Es heisst, wer die ersten drei Gänseblümchen im Frühjahr isst, wird das ganze Jahr über von tränenden Augen, Zahnschmerzen und Fieber verschont. Man darf sie aber nicht mit den Fingern pflücken, sondern muss sie mit den Zähnen abbeissen und unzerkaut schlucken.
Wer eine getrocknete Blüte bei sich trägt, die am Johannistag zwischen 12 und 13 Uhr gepflückt wurde, dem geht keine wichtige Arbeit schief.
Schon bei Kindern gilt das Gänseblümchen als Liebesorakel. Die einzelnen Blütenblätter werden ausgezupft und abwechselnd "er liebt mich, er liebt mich nicht" gezählt.

Wirkstoffe:

Gerbstoffe, Bitterstoffe, Schleimstoffe, Fruchtsäuren, Saponine, ätherische Öle, Flavonoide, Anthoxanthin

Familie:

Gehört zu den Korbblütlern wie Arnika, Beifuss, Estragon, Goldrute, Huflattich, Echte Kamille, Kornblume, Löwenzahn, Ringelblume, Schafgarbe, Sonnenblume, Echter Sonnenhut, Stevia, Wasserdost, Wegwarte, Wiesenbocksbart

Botanik:

Die Blüte kann bis zu 15cm hoch werden.

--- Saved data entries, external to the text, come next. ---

PR #243, opened 2020-08-27
Don't clobber msginfo register after invocation

canarysnort01:
**PR Purpose**: Ready to merge.
**Testing performed**: Manual inspection of registers from userspace on x86_64.

The messageinfo register is set to 0 after processing a kernel object
invocation if the invocation set the thread to restart.

This is a problem if the kernel object invocation had also set the
message info register.

The existing convention in this case is for the kernel invocation to set
the thread state to running right before it returns to avoid the
problematic code path.

However, there are some invocations that do not follow this convention
and their message info register gets clobbered. The affected kernel
object invocations are:

  - ARMPageGetAddress
  - RISCVPageGetAddress
  - X86PageGetAddress
  - X86VCPUReadVMCS
  - SchedContextConsumed
  - SchedContextYield

This commit fixes these.

Signed-off-by: Jimmy Brush <code@jimmah.com>


mbrcknl:
Thanks for the contribution!

This looks to me like a good change, but it will need a proof update. That should be reasonably straightforward, but we'll need to fit it into the schedule.

kent-mcleod (approved):
Nice fix!

axel-h:
any plans to merge this?

lsf37:
I'll have a look at the proof update for this. The spec has the same behaviour and basically demands that the message is clobbered, which is not really what we want.

It'd be nice to express this a bit better in the spec, but there is no clear general formal way to say "this information is more wanted than that information", so the only way is to explicitly say per syscall what the user should see in the end.

lsf37:
(rebased and removed trailing whitespace)

lsf37:
Turns out this is a proper stuff-up in the spec. When the `PageGetAddress` call was added, the reply convention in the spec wasn't used, but it sets message registers manually, promptly getting things wrong. Well, wrong-ish. It is correctly modelling the wrong behaviour in the C code, but instead of doing that, the C should have been changed, of course.

Xaphiosis:
The Haskell code (`l4v/spec/haskell/src/SEL4/Syscall.lhs`) describes the intended protocol:

`While the system call is running, the thread's state is set to "Restart", so any preemption will cause the system call to restart at user level when the thread resumes. If it is still set to "Restart" when the operation completes, it is reset to "Running" so the thread resumes at the next instruction. Also, if this is a call, then a reply message is generated when the thread is restarted.`

lsf37:
> The Haskell code (`l4v/spec/haskell/src/SEL4/Syscall.lhs`) describes the intended protocol:
> 
> `While the system call is running, the thread's state is set to "Restart", so any preemption will cause the system call to restart at user level when the thread resumes. If it is still set to "Restart" when the operation completes, it is reset to "Running" so the thread resumes at the next instruction. Also, if this is a call, then a reply message is generated when the thread is restarted.`

We should add that comment to the C source, so that protocol is more obvious to people. Will see if I can find a good spot.

canarysnort01:
There are a couple more instances of this problem from a recent commit:

- ARMSIDGetFault
- ARMCBGetFault

In addition, I have found some more problematic code paths that I missed originally because in addition to not changing their thread state to running, they do not attempt to set the message info register at all:

- TCBGetBreakpoint
- TCBConfigureSingleStepping
- X86PageDirectoryGetStatusBits
- X86VCPUWriteVMCS

I've converted this to a draft issue while I work on fixing these.

lsf37:
Thanks for that. I think we should find a more central place for that comment, because the way it is now it looks like these operations are special in some way, when they were basically just not following the protocol all operations are supposed to follow.

It might be hard to find a good place for that, will have a look.

I still need to go back to the proof update for `PageGetAddress`. It is trivial (and makes things much nicer) in the specification levels, but a bit annoying on the C proof side, which is were I got interrupted.

So TODO for me:
- [ ] finish proof update
- [ ] find good place to comment return protocol (then potentially point to that)

kent-mcleod:
Closing as this PR is superseded by https://github.com/seL4/seL4/pull/846

Issue #270, opened 2020-10-21
zynqmp dts irqs


chrisguikema:
In the `ethernet` nodes of the zynqmp device tree, the `interrupts` block contains duplicate interrupts.

```interrupts = < 0x00 0x3b 0x04 0x00 0x3b 0x04 >;```

 This causes an issue when using the `seL4DTBHardwareThreadless` templates, as the `irq_set` value contains two interrupts, causing the following error:

```[323/373] Generating capdl_spec.c
FAILED: capdl_spec.c 
cd /host/build && /host/build/capDL-tool/parse-capDL --code capdl_spec.c --code-dynamic-alloc --object-sizes=/host/build/capdl/object_sizes/object_sizes.yaml /host/build/Ethdriver.cdl
parse-capDL: IRQ already mapped: 95
```

This can be fixed by removing the duplicate values in the interrupt blocks.

Would you like me to make a PR for this?

axel-h:
If this is simply a bug, then that sound like a reasonable thing. If there is more behind this duplicate entry, because the device tree comes from Linux and this is used for something, then understanding the details might be worth it.

chrisguikema:
Right. Looking at other places with a zynqmp device tree (u-boot, for example) they have two identical interrupts for the gem devices as well. Can you think of any reason why this would be the case?

chrisguikema:
Looking at the TRM, there are two interrupts associated with the GEM devices
![image](https://user-images.githubusercontent.com/21088707/96883079-f9becb00-144d-11eb-9179-18c41da2ac41.png)

Perhaps this is a case of reserving a spot for the wakeup interrupts?

axel-h:
Seems even in the git history of the official XILINX repos it has been there from the begin on, see https://github.com/Xilinx/device-tree-xlnx/commit/a8c0d0ce863129b029f3d5e6b30a8e45ff9d0cb3 and https://github.com/torvalds/linux/commit/5d1b79d2b2639bb71238e76d73431fada9e38553

I'm not really an expert on linux drivers, but I can do some guessing now. Looking at https://github.com/Xilinx/linux-xlnx/blob/master/drivers/net/ethernet/xilinx/xilinx_axienet_main.c, it uses set of function like platform_get_irq() and there is some code about RX and TX interrupt. Maybe that is the explanation, we see support for different interrupts for RX and TX here, but practically they use the same interrupt.

You guys don't happen to have a contact at Xilinx that could help here?

[...]

PR #271, opened 2020-10-22
zynqmp: update ethernet interrupts in overlay

chrisguikema:
The Linux drivers use duplicate interrupts in the device tree; however,
seL4 drivers do not. The duplicate interrupts cause issues while using
templates in CAmkES applications. This commit adds an overlay which
overwrites the duplicate ethernet interrupts.

### DIFF
--- a/src/plat/zynqmp/overlay-zynqmp.dts
+++ b/src/plat/zynqmp/overlay-zynqmp.dts
@@ -5,6 +5,27 @@
  */
 
 / {
+	amba {
+		/* These blocks remove the duplicate interrupt which causes issues
+		 * in the low-level drivers
+		 */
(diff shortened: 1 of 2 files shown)


axel-h:
Please add the sign-off message to the commit

kent-mcleod (approved):
I think longer term we should update the tool to handle these edge cases better.

chrisguikema:
I agree. But this is a quick fix until someone has time to look into all of the edge cases.

axel-h:
And if you look at the discussion of https://github.com/seL4/seL4/issues/270, this might not even be a bug, but it's also a question which device trees we want to use and if we are willing to accept the implications everywhere then also.

PR #281, opened 2020-11-11
use include guards for auto generated files

axel-h:
This avoids warnings that the files are included multiple times. Currently such warnings are shown for:
- camkes-tool/libsel4camkes/gen_config/sel4camkes/gen_config.h
- kernel/gen_config/kernel/gen_config.h
- libsel4/gen_config/sel4/gen_config.h

### DIFF
--- a/configs/seL4Config.cmake
+++ b/configs/seL4Config.cmake
@@ -14,8 +14,9 @@ set(bf_declarations "")
 
 include(${CMAKE_CURRENT_LIST_DIR}/../tools/internal.cmake)
 include(${CMAKE_CURRENT_LIST_DIR}/../tools/helpers.cmake)
-# Create and set all of the Kernel config options that can
-# be derived from the seL4 arch which is one of the following:
+
+# Create and set all of the Kernel config options that can be derived from the
+# seL4 arch which is one of the following:
 # aarch32, aarch64, arm_hyp, riscv32, riscv64, x86_64, ia32
 # This macro is intended to be called from within a platform config.
 macro(declare_seL4_arch sel4_arch)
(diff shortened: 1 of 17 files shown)


kent-mcleod:
What compiler option is causing these warnings? These files should be safe to include multiple times as a preprocessor definition is allowed to be redefined to the same value (https://gcc.gnu.org/onlinedocs/cpp/Undefining-and-Redefining-Macros.html)

axel-h:
We are basically building with all warnings enabled, so it may also issue warning about such things that are just "not nice", but still legal. I wonder, are you against using these include guards, because they may hide some potential errors? Otherwise I think it's good practice to have these.

kent-mcleod:
> I wonder, are you against using these include guards, because they may hide some potential errors

I'm curious about which warning flag causes these errors as I thought that redefining macros were "safe" so would be interested in reading the documentation for the flags.

I'm happy with adding the include guards.  I can't think of any situation where they would hide potential errors.  In the recent case of `CONFIG_*` variables being redefined, using `#pragma once` wouldn't have hidden it.  Maybe if we started adding conditional defines then it could become an issue, but as far as I know, these files are all only lists of `#define` statements.

kent-mcleod (approved):

oliver-wm (approved):

oliver-wm:
@ssrg-bamboo `test`

ssrg-bamboo:

ssrg-bamboo:

bennoleslie (approved):

axel-h:
can we merge this? Otherwise, what is blocking this? The automated check fail, but this seem unrelated to me.

axel-h:
Could you merge this, please?

oliver-wm:
Sorry! Will merge tomorrow!

axel-h:
Note that this branch is sitting on top of https://github.com/seL4/seL4/pull/314

oliver-wm:
@ssrg-bamboo `test`

ssrg-bamboo:

PR #301, opened 2021-02-14
headers: avoid clashes with the std header names

axel-h:
Avoid using names that are used by the std headers. This could end up an an include quirk one day. It seems unlikely that this could happen, unless one does heavy cherry picking with a custom build system. But we don't know what people do with seL4, so  minimizing the "problem surface" seem good practice. 
Note that util.h is not a std header, but the name seems very generic also, so it becomes a bit more specific now


axel-h:
Seem the failing CI/Links check failure is unrelated:
```
Setting up
README.md
	ERROR	https://lists.sel4.systems/postorius/lists/announce.sel4.systems
		X509: certificate has expired or is not yet valid
	ERROR	https://lists.sel4.systems/postorius/lists/devel.sel4.systems
		X509: certificate has expired or is not yet valid
```
The certificate from lists.sel4.systems has exposed, it says "Expires On: Sunday, February 14, 2021 at 1:27:28 AM"

wom-bat:
> Seems the failing CI/Links check failure is unrelated:
> 
> ```
> Setting up
> README.md
> 	ERROR	https://lists.sel4.systems/postorius/lists/announce.sel4.systems
> 		X509: certificate has expired or is not yet valid
> 	ERROR	https://lists.sel4.systems/postorius/lists/devel.sel4.systems
> 		X509: certificate has expired or is not yet valid
> ```
> 
> The certificate from lists.sel4.systems has expired, it says "Expires On: Sunday, February 14, 2021 at 1:27:28 AM"

Fixed this morning.  I thought I'd set up auto-update on all the certs but missed one.

kent-mcleod:
A counter argument is that following consistent naming conventions of header files makes it easier for people to find where common definitions are located and also indicates what definitions are expected to be found in those header files.  I would prefer to not have to remember the way that these header files are named slightly differently.  If kernel files are compiled without the -nostd associated flags then I would already expect there to be more errors than accidentally pulling in incorrect headers.  I agree with your comment that it's good to be fault-tolerant because you can't imagine all the ways that something will be used, but I think if someone is taking the kernel's private header files into a different project then it's up to them to spend more effort avoiding any filename collisions?

axel-h:
Fair point. I've seen that in musllibc we also have multiple `stdint.h` files, one at the main include level and then several target specific ones. Seems the kernel just follows the same pattern. Once you get used to this, it's understandable and seems common practice. My personal preference would still be, that when searching for a include file, there should be as few hits as possible to there is less to chase.
But it turned out the issue I'm currently hunting is not cause bay any include quirk here, so I'll close this PR for now.

kent-mcleod:
Ok.  I actually thought you were talking about naming collisions in unrelated libraries such as `/usr/include/stdint.h`. For same-named headers in the same project, eg `#include<stdint.h>` and `#include<mode/stdint.h>` I would still consider these to be unique names due to the mode-specific namespace of the second header. Maybe having `#include <mode_stdint.h>` is better, but I think `#include <mode/mode_stdint.h>` has a redundant component. I think if we wanted to have unique names for each header file, then we should also remove the subdirectories at the same time and apply the rename across the entire project. As this would be a large change, there would need to be a stronger motivation.

PR #307, opened 2021-02-17
pc99: Add CONFIG_PC99_TSC_FREQUENCY config option

kent-mcleod:
This option allows a static definition of the TSC frequency. This allows
a kernel to use a known value if the platform doesn't provide access to
an appropriate MSR for reading it during startup. If this config is set,
the kernel won't try and estimate the TSC frequency by running the PIT
for 200ms during startup.

### DIFF
--- a/src/plat/pc99/machine/hardware.c
+++ b/src/plat/pc99/machine/hardware.c
@@ -76,6 +76,10 @@ BOOT_CODE static inline uint32_t measure_tsc_khz(void)
 BOOT_CODE uint32_t tsc_init(void)
 {
 
+#if CONFIG_PC99_TSC_FREQUENCY > 0
+    return CONFIG_PC99_TSC_FREQUENCY / 1000000;
+#endif
+
     x86_cpu_identity_t *model_info = x86_cpuid_get_model_info();
     uint32_t valid_models[] = {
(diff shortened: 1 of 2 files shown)


src/plat/pc99/machine/hardware.c
```diff
@@ -76,6 +76,10 @@ BOOT_CODE static inline uint32_t measure_tsc_khz(void)
 BOOT_CODE uint32_t tsc_init(void)
 {
 
+#if CONFIG_PC99_TSC_FREQUENCY > 0
+    return CONFIG_PC99_TSC_FREQUENCY / 1000000;
```
yyshen, line 80: worth saying that the CONFIG_PC99_TSC_FREQUENCY is in the unit of HZ, and the return value is MHz.

yyshen (approved):

src/plat/pc99/machine/hardware.c
kent-mcleod: I updated the config help string to say that the unit is Hz

lsf37:
The preprocess failure is unrelated to this PR (the new manifest hasn't made it out yet).

lsf37 (approved):
Good to merge.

Die Blütenköpfchen sind kleine Sonnen mit weissen Zungenblüten, die zweireihig stehen und im Zentrum goldgelben trichterförmigen Röhrenblüten. Die Zungenblüten verlaufen am Rand rot bis zartrosa. Der Stängel ist leicht behaart und es befinden sich keine Blätter an ihm. Die Blütenstängel kommen aus Blattrosetten, die am Boden liegen. Die Blätter sind klein und spatelförmig.
Das Gänseblümchen blüht praktisch das ganze Jahr über.

Astrologie:

Sonne, Venus (Culpeper)

Wesen der Pflanze:

Kindlichkeit, Unschuld, Unversehrtheit

Gänseblümchen in der Küche:

Gänseblümchen in der Dichtkunst:

Artikel in GartenWeden (eine online-Zeitschrift)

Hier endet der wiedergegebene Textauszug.